The Spin Physics Detector at JINR's NICA collider aims to explore the spin structure of nucleons using polarized beams, covering a unique energy range with advanced detection capabilities, starting after 2025.

Contribution

This paper introduces the SPD project at NICA, detailing its design, physics goals, and its role in bridging existing measurements of nucleon spin structure across different energy scales.

Findings

Design of a multipurpose 4π detector with advanced capabilities.

Potential to explore unpolarized and polarized gluon content at large Bjorken-x.

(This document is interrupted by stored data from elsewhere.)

PR #3012, opened 2018-12-10
ZIOS-7768: Added obfuscation of deleted ephemeral messages inside collection view

nicorsm:
### Issues

Ephemeral messages that are received in a conversation and still available inside the collection view were displayed as a grey box, instead of the proper obfuscation view.

### Causes

Ephemeral messages received in a conversation are deleted once the timer has expired. The obfuscation view was shown only when the message was obfuscated, and not when deleted. 

### Solutions

Right now, I'm displaying the obfuscation view in both cases (obfuscation and deletion).


Wire-iOS/Sources/UserInterface/Components/Controllers/FullscreenImageViewController.m
```diff
@@ -231,7 +231,7 @@ - (void)setupScrollView
 
 - (void)updateForMessage
 {
-    if (self.message.isObfuscated) {
+    if (self.message.isObfuscated || self.message.isHiddenInConversation) {
```
typfel: It's not possible to use the already existing `hasBeenDeleted` property?

nicorsm: Totally missed that.. it's working as well 😁 I'll delete the DM-branch.

PR #3016, opened 2018-12-10
ZIOS-10914: Removed isAccessibilityElement from video, file and audio cells container

nicorsm:
## What's new in this PR?

The `isAccessibilityElement` setting on video, file and audio cell containers were causing the subviews not being accessible from the inspector, even if they had proper IDs setted. I've removed those assignments.


mikeger:
@alexaubry may be you can retroactively review this one tomorrow?

PR #3017, opened 2018-12-10
Message details: set bar background color

mikeger:
### Issues

Background color of the bar on the dark theme should not be 100% black.


mikeger:
I'll give it a try and merge it, this one-liner seems to have no consequences.

PR #3024, opened 2018-12-11
Fix for table view crash

typfel:
### Issues

App would sometimes crash when inserting a new message

### Causes

See [data model changes](https://github.com/wireapp/wire-ios-data-model/pull/635)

Coverage of a unique energy range between low and high-energy experiments.

Abstract

The Spin Physics Detector at the constructing NICA collider (JINR, Dubna) is a universal facility to investigate the spin structure of the proton and deuteron and the other spin-related phenomena with polarized proton and deuteron beams at a collision energy up to 27 GeV. A comprehensive study of the unpolarized and polarized gluon content of the nucleon at large Bjorken-x using different complementary probes such as charmonia, open charm, and prompt photon production processes is the central point of the SPD physics program. In the polarized proton-proton collisions, the SPD experiment at NICA will cover the kinematic gap between the low-energy measurements at ANKE-COSY and SATURNE and the high-energy measurements at the Relativistic Heavy Ion Collider, as well as the planned fixed-target experiments at the LHC. The possibility for NICA to operate with polarized deuteron beams at such energies is unique. The SPD experimental setup is planned as a multipurpose universal 4$\pi$ detector with advanced tracking and particle identification capabilities, electromagnetic calorimeter, and muon (range) system. To minimize possible systematic effects, SPD will be equipped with a free-running data acquisition system. The spin physics program at the SPD is expected to start after 2025 and to extend for about 10 years.